PR #2520, opened 2026-06-24
[codex] Fix SAM2 cache fast paths

hansent:
## What changed

This backports the SAM3 interactive-cache behavior to the inference_models-backed SAM2 path:

- SAM2 `/segment_image` now tries the `image_id` embedding-cache fast path before decoding/preprocessing the image, then falls back to the provided image only when the embedding cache misses.
- SAM2 cached embeddings loaded by `image_hashes` are moved back to the model device before prediction.
- SAM2 low-res logits cache lookup now treats "no prior prompt matches" as a cache miss instead of dereferencing `None`.
- Added SAM2 unit coverage for embedding-cache hit, embedding-cache miss fallback, non-cache-miss error propagation, logits-cache miss, logits-cache prior prompt match, and cached embedding device placement.

## Why

We saw SmartPoly SAM2 500s where inference raised:

```text
AttributeError: 'NoneType' object has no attribute 'mask'
```

The failing path had low-res logits cached for the image, but none of the cached prompt entries were a valid prior prompt for the current request. That should be a normal cache miss and continue with regular segmentation.

This is the same area touched recently for SAM3 in #2480. SAM3 already tries cached embeddings before image decode/preprocess and safely returns `None` when the prompt-logits cache cannot provide a prior prompt. SAM2 had the older behavior.

## Validation

```bash
/Users/hansent/code/inference/.venv/bin/black inference/models/sam2/segment_anything2_inference_models.py inference_models/inference_models/models/sam2/sam2_torch.py tests/inference/unit_tests/models/test_sam2_inference_models.py

PYTHONPATH=/private/tmp/inference-sam2-cache-fast-path:/private/tmp/inference-sam2-cache-fast-path/inference_models \
  /Users/hansent/code/inference/.venv/bin/pytest \
  tests/inference/unit_tests/models/test_sam2_inference_models.py \
  tests/inference/unit_tests/models/test_sam3_visual_segmentation.py
```

Result: `14 passed`.

### DIFF
--- a/inference/models/sam2/segment_anything2_inference_models.py
+++ b/inference/models/sam2/segment_anything2_inference_models.py
@@ -53,6 +53,7 @@ from inference.core.env import (
 from inference.core.models.base import Model
 from inference.core.utils.image_utils import load_image_bgr
 from inference.usage_tracking.collector import usage_collector
+from inference_models.errors import ModelInputError
 
 if DEVICE is None:
     DEVICE = "cuda:0" if torch.cuda.is_available() else "cpu"
@@ -275,7 +276,6 @@ class InferenceModelsSAM2Adapter(Model):
             load_logits_from_cache and not DISABLE_SAM2_LOGITS_CACHE
         )
         save_logits_to_cache = save_logits_to_cache and not DISABLE_SAM2_LOGITS_CACHE
-        loaded_image = self.preproc_image(image)
         if prompts is not None:
             if type(prompts) is dict:
                 prompts = Sam2PromptSet(**prompts)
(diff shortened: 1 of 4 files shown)


PawelPeczek-Roboflow (dismissed):

PawelPeczek-Roboflow:
some small adjustments to unit tests in inference needed, other than that looks fine

PawelPeczek-Roboflow (dismissed):

PawelPeczek-Roboflow (approved):

PawelPeczek-Roboflow (approved):

PawelPeczek-Roboflow (approved):

PR #2521, opened 2026-06-24
fix(workflows): transform oriented box corners in perspective_correction

kounelisagis:
## Bug

`correct_detections` in the Perspective Correction block warps masks, axis-aligned boxes and keypoints into the top-down coordinate space, but leaves a detection's oriented box corners (`data["xyxyxyxy"]`) untouched.

So an oriented-bounding-box prediction passed through this block comes out with a correctly warped `xyxy` but its OBB corners still in the original (pre-warp) coordinates. Downstream, the oriented box is drawn and measured in the wrong place, silently, with no error.

Minimal repro (shift transform, +100/+50):

```python
corners = np.array([[[10, 10], [30, 12], [28, 40], [8, 38]]], dtype=np.float32)
obb = sv.Detections(xyxy=np.array([[8, 10, 30, 40]], float), class_id=np.array([0]),
                    data={"xyxyxyxy": corners})
out = correct_detections(obb, shift_matrix, 400, 400)
# out.xyxy moves by (+100, +50); out.data["xyxyxyxy"] stays at the old corners
```

## Fix

Apply the same `cv.perspectiveTransform` to the oriented corners, right next to the existing keypoints handling.

## Scope

This is the same OBB-awareness gap I fixed for `detections_stitch` (#2430) and detection coordinate shifting (#2427); Perspective Correction is the remaining transform block that moves geometry but skipped the oriented corners. It only affects OBB predictions routed through this block, so the blast radius is narrow, but the failure is silent which makes it worth closing.

## Tests

Added `test_correct_detections_with_oriented_box_corners`: a known 5x scale transform whose oriented corners must land on the expected warped positions. Existing perspective-correction tests still pass.


grzegorz-roboflow:
Hi @kounelisagis , thank you for submitting this contribution! It will be included in today's release!

grzegorz-roboflow (dismissed):

PawelPeczek-Roboflow (approved):

dkosowski87 (approved):

PR #2523, opened 2026-06-25
Add TwelveLabs Pegasus video understanding workflow block

mohit-twelvelabs:
Hi! I'm Mohit, I work at TwelveLabs (@mohit-twelvelabs).

## What this adds

A new opt-in workflow block, **TwelveLabs Pegasus** (`roboflow_core/twelvelabs_pegasus@v1`), under `core_steps/models/foundation/twelvelabs/`. Unlike the existing image-based VLM blocks, this block reasons over the *temporal* content of an entire video: you pass a publicly-accessible video URL plus a natural-language prompt, and [TwelveLabs Pegasus](https://twelvelabs.io) returns a free-form text answer. Typical uses: summarizing footage, answering questions about events across a clip, generating chapter descriptions, or extracting structured info from recordings.

It is registered in `core_steps/loader.py` like the other foundation-model blocks (Anthropic Claude, Google Gemini, Stability AI), exposes a single `output` (`STRING`/`LANGUAGE_MODEL_OUTPUT`), and is marked `beta` + `is_vlm_block`. The API key field is `private=True`, matching the convention used by the other third-party model blocks.

## Why it helps this project

Inference workflows already support image VLMs but have no native way to ask questions about a whole video without first sampling frames. Pegasus fills that gap, giving workflow authors true video understanding as a drop-in block.

## Opt-in / non-breaking

- No existing block, default, or behavior is changed.
- The `twelvelabs` SDK is imported **lazily** inside the run function, so the module always loads even if the SDK isn't installed (it raises a clear, actionable `ImportError` only when the block is actually executed). The dependency is added to `requirements/_requirements.txt` pinned to `twelvelabs>=1.2.8,<2.0.0`.
- The block reports `AirGappedAvailability(available=False, ...)` since it calls a hosted API.

## How it was tested

- **Unit tests** (`tests/workflows/unit_tests/core_steps/models/foundation/test_twelvelabs.py`, 16 cases, all passing, no network): manifest validation (valid spec, direct values, invalid prompt types, `max_tokens >= 512` floor, `temperature` range), `get_air_gapped_availability`, plus request-wiring and `run()` tests against a fake injected SDK (asserting `model_name`/`prompt`/`max_tokens`/`temperature`/`video.url` are forwarded correctly and an empty response coerces to `""`).
- **SDK contract verified** against the installed `twelvelabs` package: `client.analyze(model_name=, video=VideoContext_Url(url=), prompt=, max_tokens=, temperature=)` returning a `NonStreamAnalyzeResponse` with a `.data` field — the exact call the block makes.
- Ran `black` and `isort --profile black` on the changed files.

You can grab a free API key at https://twelvelabs.io — there's a generous free tier.

### DIFF
--- a/inference/core/workflows/core_steps/loader.py
+++ b/inference/core/workflows/core_steps/loader.py
@@ -369,6 +369,9 @@ from inference.core.workflows.core_steps.models.foundation.stability_ai.inpainti
 from inference.core.workflows.core_steps.models.foundation.stability_ai.outpainting.v1 import (
     StabilityAIOutpaintingBlockV1,
 )
+from inference.core.workflows.core_steps.models.foundation.twelvelabs.v1 import (
+    TwelveLabsPegasusBlockV1,
+)
 from inference.core.workflows.core_steps.models.foundation.yolo_world.v1 import (
     YoloWorldModelBlockV1,
 )
@@ -942,6 +945,7 @@ def load_blocks() -> List[Type[WorkflowBlock]]:
         TimeInZoneBlockV3,
         TrackClassLockBlockV1,
         TriangleVisualizationBlockV1,
+        TwelveLabsPegasusBlockV1,
         TextDisplayVisualizationBlockV1,
         VLMAsClassifierBlockV1,
         VLMAsDetectorBlockV1,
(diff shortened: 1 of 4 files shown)


PawelPeczek-Roboflow:
Hi there,

Thanks for the contribution. Could you present the model running with Custom Python block and publish the content using your channels first?

mohit-twelvelabs:
Thanks for the guidance, @PawelPeczek-Roboflow — that makes sense as a path. A Custom Python block demo of Pegasus running in a Workflow is very doable, and we'd be glad to show it that way first. Let me coordinate on our side re: putting together the demo and sharing content through our channels, and I'll follow up here. Appreciate you pointing to the right approach!

PR #2530, opened 2026-06-29
[codex] Add PP-OCRv6 recognition + detection inference models

Erol444:
## Summary

Adds both halves of PP-OCRv6 as core `inference_models` ONNX models, so text can be **detected** and then **recognized** end-to-end, plus a self-contained two-stage example.

- **Recognition** (`pp-ocrv6-rec`, `text-only-ocr`): recognition-only model over cropped text lines (tiny/small/medium).
- **Detection** (`pp-ocrv6-det`, `object-detection`): DBNet text-region detector (tiny/small/medium), backed by the PaddlePaddle `*_det_onnx` repos. Returns axis-aligned boxes with the tight 4-point quad preserved in `Detections.bboxes_metadata["polygon"]` for accurate downstream crops.
- **Two-stage MRE**: `examples/pp_ocrv6/two_stage_ocr.py` — detect → perspective-crop → recognize.

## Recognition preprocessing/config fixes

Two bugs made recognition produce garbled output; both are fixed:

1. **Character dictionary silently truncated.** The hand-rolled `inference.yml` parser used `str.strip()`, which strips Unicode whitespace. The ideographic space (U+3000) in the dictionary halted parsing, loading only a fraction of the vocabulary (616 / 6904 for tiny) and corrupting every CTC decode. Now parsed with `yaml.safe_load`.
2. **Wide lines squashed to the config width (320).** The ONNX graph accepts a dynamic width; the batch width is now derived from the max aspect ratio (as PaddleOCR does) and padded after normalization with `0.0` instead of before with `-1.0`.

## Detection post-processing

DBNet decode implemented from the probability map: multiple-of-32 resize, ImageNet normalization, contour extraction, `pyclipper` unclip, and box scoring — parameters (`thresh`/`box_thresh`/`unclip_ratio`) parsed from `inference.yml`. `pyclipper` and `shapely` are now declared explicit dependencies (previously only transitive via `easyocr`/`python-doctr`).

## Minimal reproducible example (two-stage pipeline)

`examples/pp_ocrv6/two_stage_ocr.py` renders a multi-line image, downloads the **public** det+rec ONNX packages from Hugging Face (no token), runs the full pipeline, and asserts the transcription matches.

Run it:

```bash
# from the inference_models project root
uv run python examples/pp_ocrv6/two_stage_ocr.py
```

Passing output:

```
Loading detection model  'PaddlePaddle/PP-OCRv6_medium_det_onnx' …
Loading recognition model 'PaddlePaddle/PP-OCRv6_small_rec_onnx' …

Detected 3 text lines:
  [0] 'The quick brown fox'
  [1] 'jumps over the lazy dog'
  [2] 'OCR pipeline test 12345'

--- assembled transcription ---
The quick brown fox
jumps over the lazy dog
OCR pipeline test 12345

OK: transcription matches the rendered text.
```

<details>
<summary>Full MRE source (also committed at <code>inference_models/examples/pp_ocrv6/two_stage_ocr.py</code>)</summary>

```python
#!/usr/bin/env python3
"""Minimal reproducible example: PP-OCRv6 two-stage OCR (detect -> recognize)."""
import os
import sys
from pathlib import Path

import cv2
import numpy as np
from huggingface_hub import snapshot_download
from PIL import Image, ImageDraw, ImageFont

from inference_models.models.pp_ocrv6.pp_ocrv6_detection_onnx import (
    PPOCRv6DetectionOnnx,
)
from inference_models.models.pp_ocrv6.pp_ocrv6_recognition_onnx import (
    PPOCRv6RecognitionOnnx,
)

DET_REPO = "PaddlePaddle/PP-OCRv6_medium_det_onnx"
REC_REPO = "PaddlePaddle/PP-OCRv6_small_rec_onnx"
CPU_PROVIDERS = ["CPUExecutionProvider"]
PACKAGE_FILES = ["inference.onnx", "inference.yml"]

TEXT_LINES = [
    "The quick brown fox",
    "jumps over the lazy dog",
    "OCR pipeline test 12345",
]

_FONT_CANDIDATES = [
    "/usr/share/fonts/truetype/dejavu/DejaVuSans.ttf",
    "/usr/share/fonts/dejavu/DejaVuSans.ttf",
    "/System/Library/Fonts/Supplemental/Arial.ttf",
    "/Library/Fonts/Arial.ttf",
    "C:\\Windows\\Fonts\\arial.ttf",
]


def _find_font() -> str:
    for candidate in _FONT_CANDIDATES:
        if os.path.exists(candidate):
            return candidate
    from matplotlib import font_manager

    return font_manager.findfont("DejaVu Sans")


def render_text_image(lines):
    font = ImageFont.truetype(_find_font(), 32)
    image = Image.new("RGB", (640, 60 + 70 * len(lines)), "white")
    draw = ImageDraw.Draw(image)
    for index, line in enumerate(lines):
        draw.text((30, 30 + index * 70), line, fill="black", font=font)
    return cv2.cvtColor(np.array(image), cv2.COLOR_RGB2BGR)


def rotate_crop(image, quad):
    quad = np.array(quad, dtype="float32")
    width = int(max(np.linalg.norm(quad[0] - quad[1]), np.linalg.norm(quad[2] - quad[3])))
    height = int(max(np.linalg.norm(quad[0] - quad[3]), np.linalg.norm(quad[1] - quad[2])))
    matrix = cv2.getPerspectiveTransform(
        quad, np.float32([[0, 0], [width, 0], [width, height], [0, height]])
    )
    crop = cv2.warpPerspective(
        image, matrix, (width, height),
        borderMode=cv2.BORDER_REPLICATE, flags=cv2.INTER_CUBIC,
    )
    if height > 0 and width > 0 and height / float(width) >= 1.5:
        crop = np.rot90(crop)
    return crop


def reading_order(detections):
    items = list(zip(detections.xyxy.tolist(), detections.bboxes_metadata))
    items.sort(key=lambda item: item[0][1])
    lines, current, line_bottom = [], [], None
    for xyxy, meta in items:
        top, bottom = xyxy[1], xyxy[3]
        if line_bottom is None or top >= line_bottom - 0.5 * (bottom - top):
            if current:
                lines.append(current)
            current, line_bottom = [(xyxy, meta)], bottom
        else:
            current.append((xyxy, meta))
            line_bottom = max(line_bottom, bottom)
    if current:
        lines.append(current)
    ordered = []
    for line in lines:
        ordered.extend(sorted(line, key=lambda item: item[0][0]))
    return ordered


def _load(model_cls, repo):
    package_dir = snapshot_download(repo, allow_patterns=PACKAGE_FILES)
    return model_cls.from_pretrained(package_dir, onnx_execution_providers=CPU_PROVIDERS)


def main():
    detector = _load(PPOCRv6DetectionOnnx, DET_REPO)
    recognizer = _load(PPOCRv6RecognitionOnnx, REC_REPO)

    image = render_text_image(TEXT_LINES)
    detections = detector(image)[0]
    ordered = reading_order(detections)
    crops = [rotate_crop(image, meta["polygon"]) for _, meta in ordered]
    texts = recognizer(crops)

    print("\n".join(texts))
    assert texts == TEXT_LINES, f"expected {TEXT_LINES}, got {texts}"
    print("OK: transcription matches the rendered text.")


if __name__ == "__main__":
    main()
```

</details>

> On the original `lazyfox-multiline.png` (an 8-line paragraph), the pipeline transcribes all 8 lines correctly with every det/rec variant pairing — recognition alone could not read a paragraph because it operates on single cropped lines; detection segments the lines first.

## Tests

- `inference_models` unit tests: recognition (config parse incl. U+3000 regression, dynamic-width preprocessing, CTC decode) and detection (config parse, resize, normalization, DBNet decode over a real `cv2`/`pyclipper`/`shapely` path) — all green.
- Registry tests assert both `pp-ocrv6-rec` and `pp-ocrv6-det` resolve.
- MRE runs green end-to-end on CPU (asserts the transcription).

## Review follow-ups (58db89261)

- **iobinding**: both models run through the shared ONNX helpers (`run_onnx_session_with_batch_size_limit` / `run_onnx_session_via_iobinding`); `pre_process` returns torch tensors on the model device, binding GPU pointers on CUDA.
- **Explicit input pixel-scale contract**: all inputs normalized to `uint8` BGR at the boundary (`pp_ocrv6_common.py`); float `[0,1]` images rescaled instead of silently read as near-black.
- **Release companions**: version `0.30.0`, changelog entry, regenerated `uv.lock` (PyYAML/pyclipper/shapely as direct deps), `docs/models/pp-ocrv6.md` + index/nav, Apache-2.0 `LICENSE.txt`.
- **Coverage**: stub-session unit tests for both model classes (incl. float paths) + slow integration tests against the real public HF packages (detection, recognition, float parity, two-stage pipeline).

## TODO (internal Inference Core tooling)

Package the det/rec weights as flat zips, upload to the test-assets bucket, register the models, and add slow integration tests that load via `AutoModel.from_pretrained("pp-ocrv6-{det,rec}/<variant>")` from the registered packages.


inference_models/inference_models/models/pp_ocrv6/pp_ocrv6_recognition_onnx.py
```diff
@@ -0,0 +1,218 @@
...
+                    image=image,
+                    target_height=self._input_height,
+                    target_width=self._input_width,
+                )
+                for image in images
+            ],
+            axis=0,
+        )
+
+    def forward(self, pre_processed_images: np.ndarray, **kwargs) -> np.ndarray:
```
PawelPeczek-Roboflow: Model should use iobinding and pass GPU memory pointers as other onnx models in `inference-models`

PawelPeczek-Roboflow (changes requested):

inference_models/inference_models/models/pp_ocrv6/pp_ocrv6_recognition_onnx.py
Erol444: Addressed in 58db89261 — both models now go through the shared ONNX helpers so GPU memory pointers are bound via IO binding on CUDA, like the other ONNX models:

- **Recognition** uses `run_onnx_session_with_batch_size_limit` (configurable `max_batch_size`, default 8); `pre_process` returns a `torch.Tensor` batch on the model device.
- **Detection** uses `run_onnx_session_via_iobinding` per image — DBNet inputs have per-image spatial shapes (each image resizes to its own multiple-of-32 size), so images cannot be stacked into one batch tensor.

Verified on CPU EP against real weights (identical predictions before/after the refactor); CUDA path exercises the same shared helper the other ONNX models use.

inference_models/inference_models/models/pp_ocrv6/pp_ocrv6_recognition_utils.py
```diff
@@ -0,0 +1,124 @@
...
+    height, width = image.shape[:2]
+    if height <= 0 or width <= 0:
+        raise ModelInputError(
+            message="Cannot run PP-OCRv6 recognition on an empty image.",
+            help_url="https://inference-models.roboflow.com/errors/input-validation/#modelinputerror",
+        )
+    resized_width = int(np.ceil(target_height * width / float(height)))
+    resized_width = max(1, min(resized_width, target_width))
+    resized = cv2.resize(image, (resized_width, target_height))
+    normalized = (resized.astype("float32") / 255.0 - 0.5) / 0.5
```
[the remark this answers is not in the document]
Erol444: Fixed in 58db89261. Input handling for the family is now deduplicated into `pp_ocrv6_common.py`, which normalizes every input to `uint8` BGR at the boundary (`rescale_image_to_uint8`): float images in `[0, 1]` are rescaled by 255; float values above `1.0` are treated as already being on the `[0, 255]` scale; integer inputs are clipped to `[0, 255]`. The `/255.0` downstream is therefore always applied to a `uint8`-scale image.

Covered by:
- unit tests: `test_pp_ocrv6_common.py` (float numpy / float tensor vs uint8 parity) and `test_recognition_model_infer_handles_unit_range_float_tensor`
- integration test against real weights: `test_pp_ocrv6_recognition_unit_range_float_tensor_matches_uint8` asserts a `[0,1]` tensor and the uint8 image decode to the identical string.

inference_models/inference_models/models/pp_ocrv6/pp_ocrv6_detection_utils.py
```diff
@@ -0,0 +1,204 @@
...
+    resize_w = max(int(round(width * ratio / 32) * 32), 32)
+    resized = cv2.resize(image, (resize_w, resize_h))
+    return resized, resize_h / float(height), resize_w / float(width)
+
+
+def normalize_detection_image(image_bgr: np.ndarray, config: DBNetConfig) -> np.ndarray:
+    image = image_bgr[:, :, ::-1] if config.to_rgb else image_bgr
+    mean = np.array(config.mean, dtype="float32")
+    std = np.array(config.std, dtype="float32")
+    normalized = (image.astype("float32") * config.scale - mean) / std
```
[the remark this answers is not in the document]
Erol444: Fixed in 58db89261 — same mechanism as the recognition path: both models share `pp_ocrv6_common.normalize_input_images`, which brings every input to `uint8` `[0, 255]` before `NormalizeImage` scaling, so `config.scale = 1/255` is always applied to the correct range. Unit test `test_detection_model_infer_handles_unit_range_float_tensor` asserts `pre_process` output parity (atol 0.02) between a white uint8 image and a `float 1.0` tensor, and the real-weights integration suite runs the detector on both input kinds.

inference_models/pyproject.toml
```diff
@@ -36,6 +36,9 @@ dependencies = [
   "rf-segment-anything==1.0",
   "rf-sam-2==1.0.3",
   "pycocotools>=2.0.10,<2.1.0",
+  "PyYAML>=6.0.0,<7.0.0",
+  "pyclipper>=1.3.0,<2.0.0",
+  "shapely>=2.0.0,<3.0.0",
```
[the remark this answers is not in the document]
Erol444: Done in 58db89261 — `uv.lock` regenerated (`uv lock`); `pyyaml`, `pyclipper`, and `shapely` are now recorded as direct dependencies of `inference-models` in the lock. The re-resolve also picked up a few new nvidia wheel variants and dropped the now-unused `pkgconfig`; no core package versions changed.

On mirroring into shared `requirements/*.txt`: not needed — the server images consume `inference-models` as a package (`inference-models[...]~=0.29.7` in `requirements.cpu/gpu/vino.txt`), so the three deps arrive via the package metadata. The `~=0.29.x` pin bump to `0.30.0` belongs to the release that publishes `0.30.0` to PyPI (bumping it in this PR would break server builds until the release exists).

Erol444:
@PawelPeczek-Roboflow @github-actions — all feedback addressed in 58db89261. Point-by-point:

## Fixed

1. **Float-scale blocking finding (rec + det)** — input handling is deduplicated into `pp_ocrv6_common.py`, which normalizes every input to `uint8` BGR at the boundary: floats in `[0, 1]` are rescaled ×255, floats above `1.0` are treated as `[0, 255]`, integers are clipped. The contract is documented on the module and in `docs/models/pp-ocrv6.md`. Covered by unit tests and a real-weights integration test asserting float/uint8 output parity (replied inline).
2. **iobinding change request** — recognition runs via `run_onnx_session_with_batch_size_limit` (default `max_batch_size=8`), detection via `run_onnx_session_via_iobinding` per image (DBNet inputs have per-image spatial shapes, so no stacked batch). `pre_process` now returns torch tensors on the model device, so GPU pointers are bound directly on CUDA like the other ONNX models (replied inline).
3. **Version bump** — `0.29.7` → `0.30.0`.
4. **Changelog** — `0.30.0` entry added (`docs/changelog.md`).
5. **`uv.lock`** — regenerated; `pyyaml` / `pyclipper` / `shapely` recorded as direct deps. No `requirements/*.txt` mirroring needed — servers consume `inference-models` as a package; the `~=` pin moves at release time (replied inline).
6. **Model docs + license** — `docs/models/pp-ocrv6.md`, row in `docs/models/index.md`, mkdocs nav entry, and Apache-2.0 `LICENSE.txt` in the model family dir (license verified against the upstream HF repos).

○ ○ ○ ○ ○

Required action: Scan the records for lines with the word "makes". Report how many, with no other words.

The completed task: 3